Building a fast, reliable, and safe transportation infrastructure is not only important because thousands of Bay State residents rely on it for their security and prosperity, but also because it is an essential step in combating climate change and transitioning into a post-carbon world. According to the New York Times: "Public transit offers a relatively simple way for cities to lower their greenhouse gas emissions, not to mention a way to improve air quality, noise, and congestion." As you can imagine, one hundred commuters on a train or bus emit significantly less carbon dioxide into our atmosphere than one hundred commuters in cars.
But in order to convince a meaningful segment of the population to make this change, we must ensure that the alternative is genuinely desirable.
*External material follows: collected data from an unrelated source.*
PR #1679, opened 2018-07-16
build-sys: Link with gpg-error directly

cgwalters:
We use the API, and not linking breaks the build with e.g.
`-fuse-ld=gold` in a Fedora 28 buildroot as gold doesn't do the
"search indirect dependencies" thing.


jlebon:
@rh-atomic-bot r+ 92d8d95

jlebon:
@rh-atomic-bot retry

Many people do not live close enough to public transportation for the switch to be viable, not to mention the commuters who simply find public transportation to be inconvenient, uncomfortable, or unreliable.
The Fair Share Amendment can help create the circumstances in which commuters can find public transportation as an attractive alternative to their carbon-contributing ways. By hiring more staff, expanding reach, and removing slowdowns using Question 1 funds, our Commonwealth can contribute importantly to fighting climate change.
For these and many other reasons, which I have left unstated due to time and space constraints, I implore all Boston College students who are registered to vote in Massachusetts to vote "YES" on Question 1, to support the Fair Share Amendment. An affirmative majority on this ballot question will help mend the deep wounds left in our society from the pandemic and rebuild our institutions to even greater heights than we found before.